[RAW DATA Boundary: Start]

PR #7043, opened 2025-01-02
Move shard.Engine interface into history/interfaces package

ychebotarev:
## What changed?

"Engine" interface was moved to "history/common" module

## Why?

Part of bigger refactoring efforts.
Goal is to reduce code entanglement, by separating interfaces and implementation, for some major components.
Currently, in lots of cases, interface and implementation are in a single file. This bloats the dependency graph, and introduce bad practices when dealing with "module cyclic dependency" error.

Once moving interfaces is complete:
* add "GetOrCreateContext" to shard context. It will receive cache as a parameter
* change s.workflowCache.GetOrCreateWorkflowExecution(s.hardContext, ...) to s.hardContext.GetOrCreateContext(...)
* add "cache" to shard context ->IMPLEMENTATION<- (this is important - there is (I hope) no need to actually expose workflow cache from shard context)
* remove cache as a parameter from GetOrCreateContext
* remove workflwCacha wcache from all those structures/calles/etc, where it is "bundled" with

This will open the way to other improvements.

## How did you test it?

unit tests


service/history/common/engine.go
```diff
@@ -24,7 +24,7 @@
 
 //go:generate mockgen -copyright_file ../../../LICENSE -package $GOPACKAGE -source $GOFILE -destination engine_mock.go
 
-package shard
+package common
```
ychebotarev, line 27: Note: initially I want to move it to something like "internal/common" or "internal/interfaces". But we can't do this - this is used in functional tests, and we technically put functional tests into separate "package"

bergundy (commented):
I'm still unclear on the problem you're trying to solve with this refactoring. Let's discuss this offline.

yycptt:
> I'm still unclear on the problem you're trying to solve with this refactoring. Let's discuss this offline.

I'd like to be part of the discussion as well. 


> Part of bigger refactoring efforts.

Also want to understand what the structure will eventually look like, plans for other interfaces, MutableState, Context, ShardContext etc. To me, it feels like this is a big refactoring project and need some doc describing the overall plan.

service/history/common/engine.go
bergundy, line 27: You can call this `historyinterfaces` to avoid the need to disambiguate the imports and have a name that better conveys the purpose of the package.

bergundy (commented):
No strong opinion on the new structure, mostly the naming.

Agree with @yycptt that it'd be better to understand the end goal before going to the implementation.

I think our problem is that we're going against Go best practices and defining interfaces on the producer side instead of the consumer.
If we stop using mocks and the pattern of interface + `Impl`, we wouldn't need to change the structure.

https://go.dev/wiki/CodeReviewComments#interfaces

service/history/common/engine.go
ychebotarev: I think about that, but ultimately decide against it.
'interfaces` is better.
* it is/will be consistent. 
* purpose is clear
* no redundant info (`history` is already part of `import ".../history/..."`)
* name is at least shorter

ychebotarev:
>If we stop using mocks and the pattern of interface + `Impl`, we wouldn't need to change the structure.
> 
> https://go.dev/wiki/CodeReviewComments#interfaces

"one step at a time". I don't think we can avoid interfaces altogether (I also think we shoulnd't, but that is another story). 
At least right now we can't avoid them, it will be too big of a change.
Thus separating interface and implementation is a good first step.

ychebotarev:
> Agree with @yycptt that it'd be better to understand the end goal before going to the implementation.
In short.
Short term goal - better code structure, better ownership hierarchy, remove access to persistence layer, remove not needed dependencies.
Long term - better separation of concerts, better testing, make codebase cleaner and more maintainable, etc. 
This sounds a bit abstract.

alexshtin:
I am ready to approve this.

service/history/api/respondworkflowtaskcompleted/api_test.go
```diff
@@ -63,6 +63,7 @@ import (
 	"go.temporal.io/server/service/history/api"
 	"go.temporal.io/server/service/history/events"
 	"go.temporal.io/server/service/history/hsm"
+	historyi "go.temporal.io/server/service/history/interfaces"
```
bergundy, line 66: I would still prefer to call the package `"go.temporal.io/server/service/history/historyinterfaces"` to avoid the need to alias the import everywhere.

bergundy (approved):
Talked offline, nothing blocking on my end.

Still think it'd be better to get another approver on this before merging such a fundamental restructure.

yycptt (approved):

yycptt:
cc @temporalio/cgs Please be aware of this interface change.

service/history/api/respondworkflowtaskcompleted/api_test.go
ychebotarev: We discuss it at length. historyinterfaces is too wordy. 
`historyi` seems like a good comproise.

PR #7049, opened 2025-01-06
Adding a Deployment scavenger 

Shivs11:
## What changed?

- [ WIP ]
- An initial draft of what the deployment scavenger could potentially look like

## Why?

- There is a hard limit on the number of deployments that can be present in a given namespace. Thus, deleting/scavenging old deployments is crucial.

## How did you test it?

- [ WIP ]


proto/internal/temporal/server/api/deployment/v1/message.proto
```diff
@@ -56,6 +56,13 @@ message DeploymentLocalState {
         // truth for that is the value at the root of DeploymentLocalState.
         map<int32, TaskQueueData> task_queues = 1;
     }
+
+    StateInfo drained_state_info = 8;
```
Shivs11, line 60: This is placed as a temporary "solution" to deployment states. I only have this here since states and the scavenger are intertwined. Bound to change.

common/dynamicconfig/constants.go
```diff
@@ -1260,6 +1260,12 @@ these log lines can be noisy, we want to be able to turn on and sample selective
 		1000,
 		`MatchingMaxTaskQueuesInDeployment represents the maximum number of task-queues that can be registed in a single deployment`,
 	)
+	DeploymentScavengerDuration = NewNamespaceDurationSetting(
+		"deployment.scavenger.duration",
```
ShahabT, line 1264: something like "matching.DeploymentScavengerDuration" to make it consistent with other configs?

ShahabT: also probably should be called something like DeploymentScavengerRetryInterval to match its purpose.

service/worker/deployment/deployment_activities.go
```diff
@@ -116,3 +117,33 @@ func (a *DeploymentActivities) CheckUserDataPropagation(ctx context.Context, inp
...
+
+	response, err := a.deploymentClient.IsDeploymentDrainedOfAllWorkflows(ctx, a.namespace, input.Deployment)
+	if err != nil {
+		logger.Error("error when checking if deployment is scavenged", "error", err)
+		return nil, err
+	}
+	return &deploymentspb.IsDeploymentDrainedOfAllWorkflowsResponse{IsDrained: response}, nil
+}
+
+func (a *DeploymentActivities) GetNamespaceRetention() (time.Duration, error) {
```
ShahabT, line 143: better to use a [SideEffect](https://docs.temporal.io/develop/java/side-effects#side-effects) for this.

service/worker/deployment/deployment_reachability.go
```diff
@@ -87,29 +87,55 @@ func getDeploymentReachability(
...
 	return manager.CountWorkflowExecutionsRequest{
 		NamespaceID: namespace.ID(namespaceId),
 		Namespace:   namespace.Name(namespaceName),
-		Query:       makeDeploymentQuery(seriesName, buildId, open),
+		Query:       makeDeploymentQuery(seriesName, buildId, open, filterOnStatus),
 	}
 }
 
-func makeDeploymentQuery(seriesName, buildID string, open bool) string {
+func makeDeploymentQuery(seriesName, buildID string, open bool, filterOnStatus bool) string {
```
ShahabT, line 120: `open bool` and `filterOnStatus bool` together is awkward. better to make it an enum such as:
```
ExecutionStatusFilter {
OpenOnly
ClosedOnly
Any
}
```

service/worker/deployment/deployment_workflow.go
```diff
@@ -143,6 +201,14 @@ func (d *DeploymentWorkflowRunner) run(ctx workflow.Context) error {
 	// Listen to signals in a different goroutine to make business logic clearer
 	workflow.Go(ctx, d.listenToSignals)
 
+	// TODO (shivam): - Until deployment states are finalized, this go-routine runs regardless of the current state of the deployment.
+	// After deployment states are implemented, the go-routine will only run when the deployment is in "Draining State".
+	workflow.Go(ctx, func(ctx workflow.Context) {
+		d.retryWithBackoff(ctx, func(ctx workflow.Context) bool {
+			return d.IsDeploymentDrainedOfOpenWorkflows(ctx)
+		})
+	})
```
ShahabT, line 210: We can't do this on all deployments because of Visibility load, should only be done on the deployments that are not current.

ShahabT (commented):
Since any change right now will be hard to revert and we'd need to do patching. I'm thinking to park this and work it on the final design. I'm close to finalize the states design. Some things may change. This also feels overly complex. I want to bring in Delete API as well and rethink about the logic.

service/worker/deployment/deployment_workflow.go
Shivs11: Yep, I agree - have addressed this in the above TODO comment - I placed this here because we don't have the states designed finalized.

Shivs11:
> Since any change right now will be hard to revert and we'd need to do patching. I'm thinking to park this and work it on the final design. I'm close to finalize the states design. Some things may change. This also feels overly complex. I want to bring in Delete API as well and rethink about the logic.

I agree - we should not be shipping something right now if we are not sure if the design is finalized. Would love to hear why you thought this was complex as I can keep that in mind when developing this again after states is finalized.

PR #7851, opened 2025-06-02
Delete Namespace: allow to delete protected namespace in the cluster which is not in the list of namespace cluster

alexshtin:
## What changed?

## Why?

## How did you test it?
- [ ] built
- [ ] added new unit test(s)

## Potential risks


laniehei (approved):
nit: add comment about what this is checking (this namespace has been moved elsewhere so we can ignore this check)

[RAW DATA Boundary: End]

### WHAT YOU SHOULD DO
Copy, from the data above, every line where the word "Thus" appears.

### FINISHED EXERCISE
Thus separating interface and implementation is a good first step.
- There is a hard limit on the number of deployments that can be present in a given namespace. Thus, deleting/scavenging old deployments is crucial.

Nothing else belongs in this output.